“What a tragic little voice! You really
are done up. I couldn’t help dropping in
for a minute; but of course if you say so I’ll
be off.” She was removing her long gloves
and he took her hands and drew her close. “Only
take off your veil, and let me see you.”
A quiver of resistance ran through her: he felt
it and dropped her hands.
“Please don’t tease. I never could
bear it,” she stammered, drawing away.
“Till to-morrow, then; that is, if the dress-makers
permit.”
She forced a laugh. “If I showed myself
now you might not come back to-morrow. I look
perfectly hideous—it was so hot and they
kept me so long.”
“All to make yourself more beautiful for a man
who’s blind with your beauty already?”
The words made her smile, and moving nearer she bent
her head and stood still while he undid her veil.
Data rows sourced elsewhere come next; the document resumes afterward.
Issue #293, opened 2022-07-04
mob timer should work anywhere on the system, not just in a git repository


simonharrer:

maciej-stanuch:
Hi @simonharrer, could I be assigned to this issue? 
I would like to try to fix that c:

maciej-stanuch:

As he put it back their lips met, and his look of
passionate tenderness was incense to her.
But the next moment his expression passed from worship
to concern. “Dear! Why, what’s
the matter? You’ve been crying!”
She put both hands to her hat in the instinctive effort
to hide her face. His persistence was as irritating
as her mother’s.
“I told you it was frightfully hot—and
all my things were horrid; and it made me so cross
and nervous!” She turned to the looking-glass
with a feint of smoothing her hair.
Marvell laid his hand on her arm, “I can’t
bear to see you so done up. Why can’t we
be married to-morrow, and escape all these ridiculous
preparations? I shall hate your fine clothes if
they’re going to make you so miserable.”
She dropped her hands, and swept about on him, her
face lit up by a new idea. He was extraordinarily
handsome and appealing, and her heart began to beat
faster.
“I hate it all too! I wish we could
be married right away!”
Marvell caught her to him joyously. “Dearest—dearest!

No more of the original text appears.